That's the deputy's quote. Sitting or standing - if it was my dog involved, he'd have been pulled back and reminded that this isn't allowed.


----------



## ApselBear (Feb 10, 2014)

Selfies...


----------



## carmspack (Feb 2, 2011)

okay . I took the information from this site Drug dog bites Ga. deputy during attempted selfie | www.wsbtv.com

must have missed the other report --- so I just read it -- what? hold the press .

Directly from your Chattanooga News -- this "According to a Murray County official, the deputy knelt down beside the dog and put his arm around him for a "selfie." That's when the dog turned and attacked the deputy. Officials say the dog was probably feeling threatened and was protecting his handler as well as himself."

AND this " 
"I had my phone in my hand when the dog began rubbing its body against my legs and the legs of another deputy. The dog raised up and put his front feet on the other deputy's chest and then he did the same to me. While he had his feet on my chest and I was petting him with my left hand, I thought that would make a good photo. It was then that he bit me. There was no 'pre-planned selfie.'" 

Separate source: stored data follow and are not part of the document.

PR #331, opened 2022-12-16
fix(aw-client-rust): make create_bucket_simple useful

hapm:
create_bucket_simple should expose the created bucket for later use. This would allow to expose the id, which can be generated based on the bucket name given and the hostname, what in turn leads to simpler creation of a new Bucket, as intended by the function.

### DIFF
--- a/aw-client-rust/src/lib.rs
+++ b/aw-client-rust/src/lib.rs
@@ -62,10 +62,10 @@ impl AwClient {
         &self,
         bucketname: &str,
         buckettype: &str,
-    ) -> Result<(), reqwest::Error> {
+    ) -> Result<Bucket, reqwest::Error> {
         let bucket = Bucket {
             bid: None,
-            id: bucketname.to_string(),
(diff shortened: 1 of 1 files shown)


aw-client-rust/src/lib.rs
```diff
@@ -62,10 +62,10 @@ impl AwClient {
         &self,
         bucketname: &str,
         buckettype: &str,
-    ) -> Result<(), reqwest::Error> {
+    ) -> Result<Bucket, reqwest::Error> {
         let bucket = Bucket {
             bid: None,
-            id: bucketname.to_string(),
+            id: format!("{}_{}", bucketname, self.hostname),
```
ErikBjare, line 68: This is a breaking change. I suggest to keep the original behavior to avoid mishaps.

```suggestion
            id: bucketname.to_string(),
```

If you want your ID with a hostname suffix, better pass a different `bucketname` instead of adding this assumption to the `create_bucket_simple` method.

PR #352, opened 2023-03-16
updated prefix to standard user-writeable location

skewballfox:
changed PREFIX to default to `$XDG_DATA_HOME` unless run with sudo

### DIFF
--- a/Makefile
+++ b/Makefile
@@ -4,7 +4,12 @@ all: build
 build: aw-server aw-webui
 
 DESTDIR :=
-PREFIX := /usr/local
+ifeq ($(SUDO_USER),)
+    PREFIX := $(HOME)/.local
+else
+    PREFIX := /usr/local
+endif
+
 
 # Build in release mode by default, unless RELEASE=false
 ifeq ($(RELEASE), false)


ErikBjare:
Very nice, thanks! :)

Makefile
```diff
@@ -4,7 +4,12 @@ all: build
 build: aw-server aw-webui
 
 DESTDIR :=
-PREFIX := /usr/local
+ifeq ($(SUDO_USER),)
+    PREFIX := $(HOME)/.local
```
johan-bjareholt, line 8: Code doesn't do what commit message says? You are not even checking the XDG_DATA_HOME variable. On top of that, XDG_DATA_HOME if not overriden by an evvar refers to ~/.local/data rather than just ~/.local.

The change itself makes sense, just a very misleading commit message.

skewballfox: yeah, I meant that as the default location of `XDG_DATA_HOME` but I agree it is misleading. I also realized they might have the variable set to a non standard location or they might have the directory exist but not have the variable set (as is the case on my system). 

I can open a PR to correct that(along with the changes needed to rust server to cover when `$HOME/.local/share` is not part of `$XDG_DATA_DIRS` (which will probably be every system other than mine), but I'm currently at work. I'll try to do that as soon as I can. 

My apologies for the oversight.

PR #353, opened 2023-03-17
Linux pathing

skewballfox:
So this changes both the makefile and server code to check both the system data directories and user data directories. It does this without adding any dependencies. 

the makefile now checks if the user is either root or running as sudo, and defaults to the system prefix if so, if not it first checks if `XDG_DATA_HOME` is set and either sets it to to that or the conventional location for it. it also uses `?=` for assignment so that the user can easily override it

the server does a similar set of checks as it does for `XDG_DATA_DIRS` for `XDG_DATA_HOME` and appends it to the `joined` variable

I do think that something like the directories crate might be a better option. Partially because right now we're checking for the directories of each platform on each platform, and partially because `env::home_dir` is deprecated(though for reasons related to it's windows behavior in linux specific code). 

If you would like to switch to directories or another crate for cross platform pathing, I can do it in this PR or make another one if you would prefer to get the current changes into master first

### DIFF
--- a/Makefile
+++ b/Makefile
@@ -4,7 +4,12 @@ all: build
 build: aw-server aw-webui
 
 DESTDIR :=
-PREFIX := /usr/local
+ifeq ($(SUDO_USER),)
+    PREFIX := $(HOME)/.local
+else
+    PREFIX := /usr/local
+endif
+
 
 # Build in release mode by default, unless RELEASE=false
 ifeq ($(RELEASE), false)
--- a/Makefile
+++ b/Makefile
@@ -4,10 +4,16 @@ all: build
 build: aw-server aw-webui
 
 DESTDIR :=
-ifeq ($(SUDO_USER),)
-    PREFIX := $(HOME)/.local
+# confirm we are neither root nor running as sudo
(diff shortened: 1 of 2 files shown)


skewballfox:
`$XDG_DATA_HOME` if set, is set by default to `~/.local/share`. I realized that prefix needs to be set to `~/.local` and I can't just cut off the `/share` because if it's set by the user, it might not follow that convention (`XDG_DATA_HOME` might be set to `~/.app_data` for example). I'm assuming the best option here in that case is to default to the convention while allowing the value to be overwritten via an environment variable

skewballfox:
hey is anything blocking this? because I think this is ready to be merged. if not, let me know what needs to be done on my end

ErikBjare:
@johan-bjareholt Plz have a look

skewballfox:
@ErikBjare while it looks as though the handling of pathing within source has changed, and is thus no longer relevant, the makefile does contain a fix for a previous commit. Technically the user could be logged in as root. and it only sets `PREFIX` if it's not supplied by the user via an environment variable. 

you can just copy those specific changes over or I could open a separate PR sometime this weekend.

PR #4405, opened 2021-07-16
System-Wide Strict Types

SlvrEagle23:
This PR updates the entire main portion of our application to have the `declare(strict_types=1)` header present.

One of the main "trouble points" that this brought up was the fact that `App\Http\RouterInterface` returned a `UriInterface` for one of its functions but a `string` for the others. As part of this PR, I've updated this to be uniform in returning a `UriInterface`, which requires casting to a string in many cases where it's returned directly or processed in a JSON response.

Thanks to the improvements (and upstream improvements with libraries) we're now able to bump up to PhpStan level 5 testing (level 6 is vastly more complex and throws errors everywhere).

Our test suite is green on this version and my local tests show no problems at this point, so we just need to test things out with this version and ensure everything's working as intended.


Vaalyn (approved):
Looks good to me 👍 

Haven't encountered any issues on my test installation and no errors in the log.

PR #4418, opened 2021-07-20
Switch message queue from MariaDB to beanstalkd

Vaalyn:
**Proposed changes:**
This PR replaces the currently used `DoctrineTransport` for the Symfony Messenger with the `BeanstalkdTransport` and installs the respective `beanstalkd` message queue service.

### ToDo List:
- [x] Install beanstalkd
  - [x] Docker
  - [x] Ansible
- [x] Starting of the beanstalkd service
  - [x] Docker
  - [x] Ansible
- [x] Removing `MessengerMessage` Doctrine entity and respective table
- [x] Testing


SlvrEagle23:
Figured out why testing was having trouble...beanstalkd doesn't start up when you're running `docker-compose run --rm` on the web container. To work around this, for testing purposes we have to use in-memory transports to accomplish the same purpose.

To switch out between the two I did the usual pattern, `QueueManagerInterface` with common methods, an `AbstractQueueManager` with shared methods/props and a new `TestQueueManager` class that's solely in-memory and never calls Pheanstalk.

That green-lights all of our tests with no issues.

All of my local testing, including reviewing things via the Aurora UI (very handy tool if you haven't played with it), has shown it's a very capable and very _fast_ little message queue. Should be an excellent option for us.

Give it another look through and let me know how it looks and we'll get it merged in.

Vaalyn:
Looking good to me on my test installation 👍 

Do we want to have this merged and tested for some time before getting back to enabling multiple workers again or should we also enabled it now to get immediate feedback about it?

PR #4595, opened 2021-09-20
Frontend Security with Backend Administration Access

aarkkappler:
Hi 

I would be great for security issues wp do, to only give the admin access and login access for the first installation process, and only offer a front-page when AzuraCast is set as frontend

The Two-Factors Auth Built-In is a VERY good point, already


SlvrEagle23:
@aarkkappler Please stop submitting your discussions or ideas in the form of Pull Requests.

Pull requests are when you're contributing actual changed code to the application, not just discussing an idea.

PR #4845, opened 2021-12-07
fix: imported playlist's filenames are now sanitized

hcbd:
Uploaded files have their filename sanitized (only checked the webbrowser upload, not sure about sftp uploads). 
When importing a playlist from the same source the filenames do not match if they contain uppercase or spaces in their filepaths / filenames.

**Proposed changes:**
Simple addition to sanitize the filename part of the imported playlist.

`// uploaded filenames are sanitized (tolowercase and space to _)
// maybe of code below
$path_parts[$path_parts_length - 1] = strtolower( 
    str_replace(' ', '_', $path_parts[$path_parts_length - 1]) 
);`

I also found a function that does the sanitizing; Class UploadedFile->filterOriginalFilename(filename) instead 
but not knowing the azuracast api as a whole, i don't know if it will have side effects.

This should only sanitize the filename part of the path, because a folder can contain spaces and uppercase letters (within Azuracast).

Please add any improvements or fixes you may spot.

### DIFF
--- a/src/Controller/Api/Stations/Playlists/ImportAction.php
+++ b/src/Controller/Api/Stations/Playlists/ImportAction.php
@@ -70,14 +70,31 @@ class ImportAction extends AbstractPlaylistsAction
                 // De-Windows paths (if applicable)
                 $path_raw = str_replace('\\', '/', $path_raw);
 
-                // Work backwards from the basename to try to find matches.
+                // split path into parts
                 $path_parts = explode('/', $path_raw);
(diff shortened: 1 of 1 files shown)


SlvrEagle23:
@hcbd This is definitely a valid issue, but I wanted to take a different approach, by sanitizing both the existing files and the incoming playlist paths, so that they're a like-for-like comparison whether or not they were uploaded via the web uploader. Closing this in favor of the most recent commit, which strengthens playlist importing quite a bit.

Those are two distinctly different accounts of the events.

In any case the dog should have been put up to allow him to cool off after an intense session . Everyone was pumped.


----------



## Courtney (Feb 12, 2010)

OMG - that guy and the train

It appears that selfies leads to no situational awareness for some. Yikes.


----------



## Chip18 (Jan 11, 2014)

Courtney said:


> This was my take as well. My reaction - why in the heck did this deputy put his arm around the dogs neck - close the distance to snap a selfie? He wanted to showboat and it turned bad.
> 
> I blame the deputy. I'm sure lesson learned for him - he made a mistake. I hope he's OK, seriously. From this short snippit of a story it does not appear this dog is a menace and I hope he carries on his work at the department.


My take as well, wasn't the handler that got bit....handler doesn't know his dog well enough. 

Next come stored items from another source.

PR #4894, opened 2021-12-18
Feature: Playbutton in playlist re-order modal

hcbd:
**Feature:**

Frontend: A playbutton for songs in the re-order playlist modal

**Proposed changes:**

- Add playbutton before song title in table in re-order modal
- Add inlineplayer to top of modal, so the playback can be controlled and is not hidden behind the modal in the header

Feel free to comment with any improvements or suggestions; 
i'm guessing there is a better way of getting the station_id + hostname inside this component (see comment in code)

Thank you for your time.

**Preview modal:**
afbeelding


SlvrEagle23:
@hcbd Excellent UI implementation, though I'd muuuch rather just add the download URL into the API response instead of doing the hacky thing. Will look into implementing that.

hcbd (commented):
This seems like a better solution than my hacky way of getting the api url

PR #4923, opened 2021-12-25
Add gulp watch script

stathismor:
Add gulp watch script to watch for vue and js file changes

**Fixes issue:**

I want to have the frontend automatically be built when I change vue and js files so frontend development is sped up.

**Proposed changes:**
1. Added a new `gulp watch` script
2. It could be part of the default gulp run, but didn't want to change existing dev process too much
3. Only looks at `vue` and `js` files and it rebuilds **everything**. This can be further optimised but this is a start.
4. Renamed `bundle_deps` to `bundle-deps` to align with existing naming convention
5. After changes have been built, you still need to refresh the page on your browser to see them. I haven't looked at how this part can also be automated (maybe an apache config?)

### DIFF
--- a/frontend/gulpfile.js
+++ b/frontend/gulpfile.js
@@ -84,7 +84,7 @@ defaultTasks.forEach(function (libName) {
   });
 });
 
-gulp.task('bundle_deps', gulp.parallel(
+gulp.task('bundle-deps', gulp.parallel(
   defaultTasks.map(function (name) {
     return 'scripts:' + name;
   })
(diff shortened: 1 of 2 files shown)


pixel-paul:
@stathismor - for point 5:  maybe https://browsersync.io would be appropriate?

stathismor:
@pixel-paul I haven't looked at this again yet. I _think_ it's not a node server that serves the public page and I believe I saw apache somewhere, that's why I mentioned it above... There is an elaborate build/bundle process (gulp+webpack+other stuff) that puts files in a `web` folder, but not sure what picks it up from there.

Basically, I want to build my own player page. I am trying to decouple the public page from the backend and other front-end stuff (like admin), but this is quite tricky. It would be amazing if the public page was independent....

pixel-paul:
Browsersync is great as you can add it as a gulp task, so that after the scripts are compiled, browsersync will reload the browser.

My approach for the player was to make it completely independent of Azuracast (and hosted externally to the Azuracast instance), using the API to get all the info I need.

stathismor:
>  Browsersync is great as you can add it as a gulp task, so that after the scripts are compiled, browsersync will reload the browser.

@pixel-paul all right, I thought it might need a node server to run, to force-refresh the browser. Sounds like it might work then. 

>  My approach for the player was to make it completely independent of Azuracast (and hosted externally to the Azuracast instance), using the API to get all the info I need.

Cool! So, have you done that? My front-end skills are not that strong, so I trying to re-use existing Vue and CSS.

pixel-paul:
> Cool! So, have you done that? My front-end skills are not that strong, so I trying to re-use existing Vue and CSS.

As we had migrated from Centovacast, we already had a player as a starting point. We use Howler JS (https://github.com/goldfire/howler.js) for the player, jQuery 3 for the DOM manipulation and loading data from the API, then Bootstrap 5 as the CSS framework. Aim is to keep it as simple as possible. 

 I have started working on a VueJS version, but have not had the opportunity to develop it more than a PoC.

pixel-paul:
Oh and missed this important step, to connect to the API from Azuracast (using PHP):

https://github.com/AzuraCast/php-api-client

stathismor:
Nice, thanks @pixel-paul, if I ever have something working, I will post it here :smile:

pixel-paul:
Just realised we're commenting about this on the PR. Best to post to a discussion!

PR #4941, opened 2022-01-03
Implement Concurrent Optimized Sync and Now Playing Processes

SlvrEagle23:
This commit fully overhauls the routine synchronization and "Now Playing" sync process to optimize for performance and reliability.

Changes include:
 - The 1-minute, 5-minute and 1-hour tasks have all been replaced by a single task that runs every minute and checks whether tasks are scheduled to run on that minute.
 - Each task is then configured with a cron-style pattern for how it repeats, i.e. once every minute, or 5 minutes, or at the 23rd minute of the hour; this allows us to "stagger" the tasks across the hour instead of having all the longer ones run at exactly the top of the hour, right on top of the 1 and 5-minute tasks.
 - Every task is run concurrently in its own isolated process and managed by an "overseer" PHP process, which manages the exclusivity locks and other things for the process, so even if the task itself crashes, it only affects the single task and won't hold a lock open forever.
 - The Now Playing sync task is now an ongoing PHP worker process that, every 1.5 seconds, checks all active stations and ensures they've recently pinged for metadata within the last 5-15 seconds. The ping time is slightly randomized to avoid stacking stations together repeatedly. Each station's now-playing check is also process-isolated to avoid an issue with one station causing others to fail.

So far in my tests, everything works wonderfully with this new setup, and it looks like this sync process should be _significantly_ more performant, fault-resistant, and capable of handling a huge volume of stations before encountering the kinds of "race conditions" that have plagued large AzuraCast installations before.


SC2Mitch:
I'll get around to testing this tomorrow or Tuesday by latest.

Jumping on people? It's a working K9 not a "Golden"...opps!:blush:


----------



## Blanketback (Apr 27, 2012)

I wouldn't blame the deputy, because unless the dog was growling/snarling/barking while jumping up then it would be a general assumption that the dog was being friendly. I think mals are cute, and if I didn't know any better then I might wrap my arms around a (what I thought was friendly) dog jumping on me too. The poor guy sure learned not to do this the hard way.


----------



## Sunflowers (Feb 17, 2012)

ApselBear said:


> Kicked in the head by a train - YouTube
> Selfies...


----------



## misslesleedavis1 (Dec 5, 2013)

This is all because of that selfie song .

Yep.
Anyone know what im talking about.

Sent from Petguide.com Free App


----------



## selzer (May 7, 2005)

With many k9 departments funded by donations, and the good will of the public so very important for the success of using dogs, I am really surprised that this was released to the newspapers. 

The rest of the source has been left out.